PR #2943, opened 2018-03-20
Improve CMake scripts,  continued

lrineau:
## Summary of Changes

- With `CGAL_DEV_MODE`, the default of `CMAKE_BUILD_TYPE` is now "Release" instead of "Debug"
- Add a warning at the end of the configuration, when `CMAKE_BUILD_TYPE` is either empty or "Debug".

## Release Management

* Affected package(s): CMake, all CGAL

@sgiraudot @MaelRL Could you try again, now?

As for the default `CMAKE_BUILD_TYPE`, I found out that we can set a variable `CMAKE_BUILD_TYPE_INIT` to initialize it, but it has to be set before the call to `project(..)`. Do we want that?

### DIFF
--- a/Installation/CMakeLists.txt
+++ b/Installation/CMakeLists.txt
@@ -378,6 +378,7 @@ set( CGAL_MODULES_REL_DIR cmake/modules )
 set( CGAL_MODULES_DIR     ${CGAL_INSTALLATION_PACKAGE_DIR}/${CGAL_MODULES_REL_DIR} )
 
 include(${CGAL_MODULES_DIR}/CGAL_Macros.cmake)
+include(${CGAL_MODULES_DIR}/CGAL_enable_end_of_configuration_hook.cmake)
 cgal_setup_module_path()
 
 message( STATUS "CGAL_REFERENCE_CACHE_DIR=${CGAL_REFERENCE_CACHE_DIR}" )
--- a/Installation/cmake/modules/CGALConfig_binary.cmake.in
+++ b/Installation/cmake/modules/CGALConfig_binary.cmake.in
@@ -190,3 +190,5 @@ if( CGAL_DEV_MODE OR RUNNING_CGAL_AUTO_TEST )
   # Nov. 2017). -- Laurent Rineau
   include(CGAL_SetupFlags)
 endif()
+
+include("${CGAL_MODULES_DIR}/CGAL_enable_end_of_configuration_hook.cmake")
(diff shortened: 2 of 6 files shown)


lrineau:
The warning will be:
```
  =======================================================================

  CGAL performance notice:

  The variable CMAKE_BUILD_TYPE is set to "Debug".  That value should be used
  only for debugging.  For performance reasons, you should set
  CMAKE_BUILD_TYPE to "Release".

  Set CGAL_DO_NOT_WARN_ABOUT_CMAKE_BUILD_TYPE to TRUE if you want to disable
  this warning.

  =======================================================================
```
and it will be a non-warning message, if `RUNNING_CGAL_AUTO_TEST`, to avoid warnings in the test suite.

MaelRL:
Seems to work just fine (including playing with that disabling flag), although the warning when the build type is left empty (`The variable CMAKE_BUILD_TYPE is set to "".  That value should be used only for debugging.`) might confuse some people.

lrineau:
[**@MaelRL**](https://github.com/MaelRL) commented on [Mar 20, 2018, 5:28 PM GMT+1](https://github.com/CGAL/cgal/pull/2943#issuecomment-374663768 "2018-03-20T16:28:08Z - Replied by Github Reply Comments"):
> Seems to work just fine (including playing with that disabling flag), although the warning when the build type is left empty (`The variable CMAKE_BUILD_TYPE is set to "".  That value should be used only for debugging.`) might confuse some people.

Do you suggest there should be a different message for the empty string and for "Debug"?

afabri:
if ( VAR == "") message "The variable CMAKE_BUILD_TYPE is empty"

MaelRL:
I think you can just drop the second sentence (which is what is a bit weird since an empty build type is not really adapted to debugging if I understood correctly) and leave the rest as is.

sloriot:
_With CGAL_DEV_MODE, the default of CMAKE_BUILD_TYPE is now "Release" instead of "Debug"_
What does that mean? If I have configured the lib in debug mode will my example be always release?

lrineau:
[**@sloriot**](https://github.com/sloriot) commented on [Mar 20, 2018, 7:15 PM GMT+1](https://github.com/CGAL/cgal/pull/2943#issuecomment-374703133 "2018-03-20T18:15:45Z - Replied by Github Reply Comments"):
> _With CGAL_DEV_MODE, the default of CMAKE_BUILD_TYPE is now "Release" instead of "Debug"_
> What does that mean? If I have configured the lib in debug mode will my example be always release?

If you have configured the **non-header-only** library in Debug, then your user-project will be in Debug by default. But in all the other cases if will be Release.

I am sorry but with header-only, the configuration of CGAL libraries no longer register any compilation flags (or `CMAKE_BUILD_TYPE`) in the `CGALConfig.cmake`, so that feature `CGAL_DEV_MODE` is almost stillborn. Well:
- at least the addition of `-Wall` will remain (with `CGAL_DEV_MODE`),
- and anyway the default `CMAKE_BUILD_TYPE`, without `CGAL_DEV_MODE`, so for most our users, is still the default *empty string*!

lrineau:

▸ Your task: What is needed is an exact retyping of every line from the one containing "- at least the" through the final line of the entries, and only those lines.

▸ Your response:
- at least the addition of `-Wall` will remain (with `CGAL_DEV_MODE`),
- and anyway the default `CMAKE_BUILD_TYPE`, without `CGAL_DEV_MODE`, so for most our users, is still the default *empty string*!

lrineau:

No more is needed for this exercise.